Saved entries
_ _ _ _ _ _ _

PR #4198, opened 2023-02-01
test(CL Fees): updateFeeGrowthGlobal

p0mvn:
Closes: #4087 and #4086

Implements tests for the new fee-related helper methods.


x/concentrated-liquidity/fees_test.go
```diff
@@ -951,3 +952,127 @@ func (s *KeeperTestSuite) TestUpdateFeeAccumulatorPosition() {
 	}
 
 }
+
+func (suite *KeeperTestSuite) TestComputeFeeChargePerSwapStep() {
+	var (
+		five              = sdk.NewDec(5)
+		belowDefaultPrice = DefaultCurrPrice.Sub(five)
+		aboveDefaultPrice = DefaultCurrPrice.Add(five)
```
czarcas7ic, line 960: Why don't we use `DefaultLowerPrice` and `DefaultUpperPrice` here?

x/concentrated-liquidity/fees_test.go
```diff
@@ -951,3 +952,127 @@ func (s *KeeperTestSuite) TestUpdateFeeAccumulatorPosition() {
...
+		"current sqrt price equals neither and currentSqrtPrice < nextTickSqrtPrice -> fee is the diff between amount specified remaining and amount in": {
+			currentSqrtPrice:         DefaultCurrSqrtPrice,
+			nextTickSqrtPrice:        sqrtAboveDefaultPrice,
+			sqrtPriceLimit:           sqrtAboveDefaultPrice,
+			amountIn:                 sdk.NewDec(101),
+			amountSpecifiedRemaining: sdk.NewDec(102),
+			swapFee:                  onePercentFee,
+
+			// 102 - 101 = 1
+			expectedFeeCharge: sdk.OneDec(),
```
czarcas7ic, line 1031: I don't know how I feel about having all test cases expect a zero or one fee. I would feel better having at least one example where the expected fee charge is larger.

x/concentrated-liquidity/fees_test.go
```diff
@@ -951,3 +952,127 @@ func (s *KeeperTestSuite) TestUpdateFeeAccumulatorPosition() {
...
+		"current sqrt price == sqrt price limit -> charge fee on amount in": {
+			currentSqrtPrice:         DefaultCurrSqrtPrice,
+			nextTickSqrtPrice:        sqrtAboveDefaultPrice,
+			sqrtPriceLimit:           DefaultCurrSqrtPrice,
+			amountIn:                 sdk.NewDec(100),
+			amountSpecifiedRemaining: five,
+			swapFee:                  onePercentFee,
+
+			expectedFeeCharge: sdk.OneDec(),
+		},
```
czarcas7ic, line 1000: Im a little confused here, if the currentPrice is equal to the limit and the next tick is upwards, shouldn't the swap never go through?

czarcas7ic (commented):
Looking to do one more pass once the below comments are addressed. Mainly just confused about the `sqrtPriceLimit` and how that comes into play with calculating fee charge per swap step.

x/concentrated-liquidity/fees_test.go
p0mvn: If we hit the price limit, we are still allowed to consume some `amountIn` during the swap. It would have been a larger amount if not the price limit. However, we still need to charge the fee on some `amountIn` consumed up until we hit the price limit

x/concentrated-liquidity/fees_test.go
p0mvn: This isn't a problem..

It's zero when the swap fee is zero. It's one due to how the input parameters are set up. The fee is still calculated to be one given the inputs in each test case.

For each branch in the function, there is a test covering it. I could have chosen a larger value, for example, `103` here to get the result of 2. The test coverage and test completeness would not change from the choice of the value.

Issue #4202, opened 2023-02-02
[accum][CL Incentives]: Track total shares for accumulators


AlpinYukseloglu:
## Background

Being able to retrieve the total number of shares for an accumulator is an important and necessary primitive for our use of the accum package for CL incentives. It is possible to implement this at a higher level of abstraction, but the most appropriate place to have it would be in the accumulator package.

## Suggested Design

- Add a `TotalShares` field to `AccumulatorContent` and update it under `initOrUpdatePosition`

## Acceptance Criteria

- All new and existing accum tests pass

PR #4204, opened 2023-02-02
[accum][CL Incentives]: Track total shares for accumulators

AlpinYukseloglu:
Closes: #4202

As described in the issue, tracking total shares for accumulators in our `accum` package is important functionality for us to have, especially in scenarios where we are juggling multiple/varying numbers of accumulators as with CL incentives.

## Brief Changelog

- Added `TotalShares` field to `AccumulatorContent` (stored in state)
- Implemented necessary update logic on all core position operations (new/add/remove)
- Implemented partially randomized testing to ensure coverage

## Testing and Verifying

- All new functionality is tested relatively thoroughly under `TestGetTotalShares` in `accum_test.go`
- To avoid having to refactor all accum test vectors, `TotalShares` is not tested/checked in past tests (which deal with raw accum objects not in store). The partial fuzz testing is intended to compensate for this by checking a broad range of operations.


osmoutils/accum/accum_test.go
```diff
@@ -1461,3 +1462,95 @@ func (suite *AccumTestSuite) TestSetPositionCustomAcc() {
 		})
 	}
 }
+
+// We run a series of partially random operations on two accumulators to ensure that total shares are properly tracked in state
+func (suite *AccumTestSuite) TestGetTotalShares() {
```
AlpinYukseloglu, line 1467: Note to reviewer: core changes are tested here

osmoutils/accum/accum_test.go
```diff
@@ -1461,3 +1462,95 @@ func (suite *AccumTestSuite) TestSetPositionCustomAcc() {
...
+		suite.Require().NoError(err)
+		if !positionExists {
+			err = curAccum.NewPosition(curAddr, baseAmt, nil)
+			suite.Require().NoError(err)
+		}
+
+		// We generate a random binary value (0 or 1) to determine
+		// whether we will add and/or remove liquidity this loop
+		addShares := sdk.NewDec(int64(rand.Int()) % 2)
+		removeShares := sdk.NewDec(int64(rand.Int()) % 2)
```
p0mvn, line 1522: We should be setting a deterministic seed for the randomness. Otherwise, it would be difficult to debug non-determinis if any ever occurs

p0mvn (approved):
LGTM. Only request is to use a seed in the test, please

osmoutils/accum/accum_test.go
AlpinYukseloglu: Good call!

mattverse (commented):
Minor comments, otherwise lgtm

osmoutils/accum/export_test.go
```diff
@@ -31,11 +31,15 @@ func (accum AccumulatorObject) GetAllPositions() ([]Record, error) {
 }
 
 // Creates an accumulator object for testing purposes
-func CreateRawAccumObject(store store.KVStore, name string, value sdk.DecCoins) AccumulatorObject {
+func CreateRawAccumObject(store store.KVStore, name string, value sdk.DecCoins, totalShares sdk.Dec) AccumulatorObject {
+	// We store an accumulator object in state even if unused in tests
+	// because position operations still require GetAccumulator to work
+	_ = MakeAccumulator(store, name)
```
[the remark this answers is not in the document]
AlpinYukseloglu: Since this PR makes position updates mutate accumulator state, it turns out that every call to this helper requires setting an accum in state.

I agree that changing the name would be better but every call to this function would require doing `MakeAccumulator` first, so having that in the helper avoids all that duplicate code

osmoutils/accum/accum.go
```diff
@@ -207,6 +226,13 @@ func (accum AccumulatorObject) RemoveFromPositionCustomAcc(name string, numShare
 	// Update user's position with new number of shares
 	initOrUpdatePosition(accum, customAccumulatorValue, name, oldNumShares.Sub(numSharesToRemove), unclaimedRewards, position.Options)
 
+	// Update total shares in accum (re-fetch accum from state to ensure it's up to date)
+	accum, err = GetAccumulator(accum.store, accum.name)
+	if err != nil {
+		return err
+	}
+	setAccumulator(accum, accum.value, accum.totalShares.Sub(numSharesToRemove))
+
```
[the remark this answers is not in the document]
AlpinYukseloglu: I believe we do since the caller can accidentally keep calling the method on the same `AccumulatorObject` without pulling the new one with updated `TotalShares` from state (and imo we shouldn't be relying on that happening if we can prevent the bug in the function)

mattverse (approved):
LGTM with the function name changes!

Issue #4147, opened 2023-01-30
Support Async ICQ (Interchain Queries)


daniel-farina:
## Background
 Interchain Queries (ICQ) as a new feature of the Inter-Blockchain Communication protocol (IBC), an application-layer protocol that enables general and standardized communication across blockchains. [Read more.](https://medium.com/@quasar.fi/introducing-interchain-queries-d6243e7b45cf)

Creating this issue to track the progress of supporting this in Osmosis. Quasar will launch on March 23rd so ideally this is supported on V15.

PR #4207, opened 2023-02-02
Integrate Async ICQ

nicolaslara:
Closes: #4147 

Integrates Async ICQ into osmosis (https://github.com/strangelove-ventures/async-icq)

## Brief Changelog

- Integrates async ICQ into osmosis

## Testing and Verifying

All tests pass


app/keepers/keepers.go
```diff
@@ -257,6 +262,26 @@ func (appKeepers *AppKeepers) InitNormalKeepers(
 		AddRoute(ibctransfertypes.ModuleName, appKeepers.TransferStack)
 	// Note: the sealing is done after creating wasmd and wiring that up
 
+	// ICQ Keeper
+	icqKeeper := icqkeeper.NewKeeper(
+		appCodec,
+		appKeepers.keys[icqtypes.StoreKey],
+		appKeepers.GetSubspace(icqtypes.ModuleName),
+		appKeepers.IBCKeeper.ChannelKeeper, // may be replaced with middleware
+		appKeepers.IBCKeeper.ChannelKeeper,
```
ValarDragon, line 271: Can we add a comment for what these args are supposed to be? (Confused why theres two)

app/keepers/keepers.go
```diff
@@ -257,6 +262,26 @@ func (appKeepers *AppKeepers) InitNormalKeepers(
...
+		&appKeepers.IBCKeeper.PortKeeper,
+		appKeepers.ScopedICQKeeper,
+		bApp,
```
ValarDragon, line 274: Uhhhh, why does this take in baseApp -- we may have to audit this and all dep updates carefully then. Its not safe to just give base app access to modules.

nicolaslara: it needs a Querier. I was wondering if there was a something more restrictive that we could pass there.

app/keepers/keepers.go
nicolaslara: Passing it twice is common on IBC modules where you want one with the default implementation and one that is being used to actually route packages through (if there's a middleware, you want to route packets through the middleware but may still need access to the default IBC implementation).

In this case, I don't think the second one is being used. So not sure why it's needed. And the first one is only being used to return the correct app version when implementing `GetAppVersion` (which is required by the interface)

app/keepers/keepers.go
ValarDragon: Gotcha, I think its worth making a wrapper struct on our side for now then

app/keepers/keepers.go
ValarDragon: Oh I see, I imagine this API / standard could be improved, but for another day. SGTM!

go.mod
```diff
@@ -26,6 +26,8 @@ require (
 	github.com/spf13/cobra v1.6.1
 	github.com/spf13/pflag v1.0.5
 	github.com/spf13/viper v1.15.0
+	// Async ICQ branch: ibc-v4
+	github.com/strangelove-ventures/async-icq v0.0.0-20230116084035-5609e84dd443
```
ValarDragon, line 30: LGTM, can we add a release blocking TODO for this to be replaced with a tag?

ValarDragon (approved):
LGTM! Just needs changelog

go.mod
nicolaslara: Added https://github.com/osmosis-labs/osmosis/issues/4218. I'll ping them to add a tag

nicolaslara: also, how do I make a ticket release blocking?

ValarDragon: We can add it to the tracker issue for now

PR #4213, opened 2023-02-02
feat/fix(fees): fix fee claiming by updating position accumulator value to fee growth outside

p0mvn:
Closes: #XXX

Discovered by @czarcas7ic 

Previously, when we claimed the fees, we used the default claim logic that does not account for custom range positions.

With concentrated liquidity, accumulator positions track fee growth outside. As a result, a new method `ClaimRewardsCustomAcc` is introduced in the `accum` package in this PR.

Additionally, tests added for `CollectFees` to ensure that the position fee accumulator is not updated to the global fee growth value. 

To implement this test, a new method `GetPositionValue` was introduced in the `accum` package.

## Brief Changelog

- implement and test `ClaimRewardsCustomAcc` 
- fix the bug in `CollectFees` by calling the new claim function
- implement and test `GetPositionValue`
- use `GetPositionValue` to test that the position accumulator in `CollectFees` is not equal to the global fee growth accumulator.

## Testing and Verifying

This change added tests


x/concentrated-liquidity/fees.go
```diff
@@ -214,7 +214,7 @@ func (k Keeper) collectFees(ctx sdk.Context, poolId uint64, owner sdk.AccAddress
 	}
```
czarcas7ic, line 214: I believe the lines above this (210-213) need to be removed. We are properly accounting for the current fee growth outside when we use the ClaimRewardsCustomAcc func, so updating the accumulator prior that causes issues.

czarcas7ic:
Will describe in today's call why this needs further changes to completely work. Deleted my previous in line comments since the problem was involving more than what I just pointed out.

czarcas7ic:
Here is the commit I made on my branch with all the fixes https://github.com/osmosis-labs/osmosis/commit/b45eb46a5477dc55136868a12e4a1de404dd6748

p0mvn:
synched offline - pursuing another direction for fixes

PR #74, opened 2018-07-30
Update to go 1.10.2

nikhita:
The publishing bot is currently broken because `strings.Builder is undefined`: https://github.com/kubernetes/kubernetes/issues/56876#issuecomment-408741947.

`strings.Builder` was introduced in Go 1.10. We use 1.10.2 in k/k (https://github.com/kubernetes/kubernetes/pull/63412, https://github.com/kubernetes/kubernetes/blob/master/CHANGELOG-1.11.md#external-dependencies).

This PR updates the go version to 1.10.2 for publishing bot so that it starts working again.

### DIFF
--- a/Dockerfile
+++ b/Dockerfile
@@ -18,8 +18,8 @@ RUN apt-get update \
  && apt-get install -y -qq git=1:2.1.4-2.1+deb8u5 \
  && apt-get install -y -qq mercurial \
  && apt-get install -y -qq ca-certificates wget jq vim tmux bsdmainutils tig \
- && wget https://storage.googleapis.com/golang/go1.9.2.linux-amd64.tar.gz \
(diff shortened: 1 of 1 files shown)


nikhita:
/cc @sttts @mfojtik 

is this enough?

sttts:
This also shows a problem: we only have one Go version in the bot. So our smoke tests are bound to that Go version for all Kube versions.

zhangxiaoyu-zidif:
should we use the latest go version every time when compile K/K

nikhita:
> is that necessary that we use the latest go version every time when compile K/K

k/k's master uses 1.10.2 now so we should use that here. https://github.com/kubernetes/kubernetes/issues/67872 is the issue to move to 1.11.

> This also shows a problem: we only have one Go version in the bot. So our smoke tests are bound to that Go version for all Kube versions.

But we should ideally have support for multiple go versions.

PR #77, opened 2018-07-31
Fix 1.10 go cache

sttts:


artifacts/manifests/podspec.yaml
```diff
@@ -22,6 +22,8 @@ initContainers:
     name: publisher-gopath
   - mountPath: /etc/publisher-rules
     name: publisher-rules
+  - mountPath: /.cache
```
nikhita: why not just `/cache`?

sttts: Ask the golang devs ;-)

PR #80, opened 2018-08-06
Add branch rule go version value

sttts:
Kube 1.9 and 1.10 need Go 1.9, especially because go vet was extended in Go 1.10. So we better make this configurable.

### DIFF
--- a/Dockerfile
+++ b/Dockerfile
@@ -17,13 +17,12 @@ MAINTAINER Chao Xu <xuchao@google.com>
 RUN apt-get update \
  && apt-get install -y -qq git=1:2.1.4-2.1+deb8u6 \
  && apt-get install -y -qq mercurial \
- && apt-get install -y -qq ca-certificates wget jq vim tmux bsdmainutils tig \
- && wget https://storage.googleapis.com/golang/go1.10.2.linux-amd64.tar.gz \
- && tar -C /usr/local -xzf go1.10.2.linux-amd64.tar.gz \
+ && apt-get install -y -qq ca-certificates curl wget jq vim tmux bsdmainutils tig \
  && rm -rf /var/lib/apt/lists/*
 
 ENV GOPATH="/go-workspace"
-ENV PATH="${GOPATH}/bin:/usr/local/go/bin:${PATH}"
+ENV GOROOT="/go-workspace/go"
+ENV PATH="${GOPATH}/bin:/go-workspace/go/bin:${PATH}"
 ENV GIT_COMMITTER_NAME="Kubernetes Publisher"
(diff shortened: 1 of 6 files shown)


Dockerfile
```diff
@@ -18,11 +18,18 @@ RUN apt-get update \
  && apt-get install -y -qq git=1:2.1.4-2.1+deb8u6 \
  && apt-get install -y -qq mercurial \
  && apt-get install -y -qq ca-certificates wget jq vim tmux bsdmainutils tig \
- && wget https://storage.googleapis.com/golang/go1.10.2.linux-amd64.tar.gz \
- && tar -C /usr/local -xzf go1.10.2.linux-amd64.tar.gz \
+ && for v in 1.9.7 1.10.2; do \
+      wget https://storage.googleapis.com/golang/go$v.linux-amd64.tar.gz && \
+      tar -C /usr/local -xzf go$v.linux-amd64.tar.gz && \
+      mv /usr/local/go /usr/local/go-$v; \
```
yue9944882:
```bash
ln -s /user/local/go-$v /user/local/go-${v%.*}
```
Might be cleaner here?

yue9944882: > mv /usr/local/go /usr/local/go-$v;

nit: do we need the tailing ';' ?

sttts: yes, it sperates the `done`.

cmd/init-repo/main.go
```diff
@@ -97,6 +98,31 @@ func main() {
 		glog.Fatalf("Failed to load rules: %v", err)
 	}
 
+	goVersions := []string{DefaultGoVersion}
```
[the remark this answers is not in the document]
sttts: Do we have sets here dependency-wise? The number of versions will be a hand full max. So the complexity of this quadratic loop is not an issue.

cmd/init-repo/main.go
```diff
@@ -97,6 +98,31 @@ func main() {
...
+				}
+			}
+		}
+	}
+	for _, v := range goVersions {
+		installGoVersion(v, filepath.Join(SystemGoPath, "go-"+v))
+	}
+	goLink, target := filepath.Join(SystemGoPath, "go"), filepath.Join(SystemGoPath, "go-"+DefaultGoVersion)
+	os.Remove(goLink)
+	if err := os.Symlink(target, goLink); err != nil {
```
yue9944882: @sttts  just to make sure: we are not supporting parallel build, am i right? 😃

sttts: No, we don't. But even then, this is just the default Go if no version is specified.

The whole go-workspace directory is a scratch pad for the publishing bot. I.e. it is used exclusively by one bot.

_ _ _ _ _ _ _

• _Task to complete_: What lines above contain the string "shows"? Copy all of them.

• _Worked solution_:
This also shows a problem: we only have one Go version in the bot. So our smoke tests are bound to that Go version for all Kube versions.
> This also shows a problem: we only have one Go version in the bot. So our smoke tests are bound to that Go version for all Kube versions.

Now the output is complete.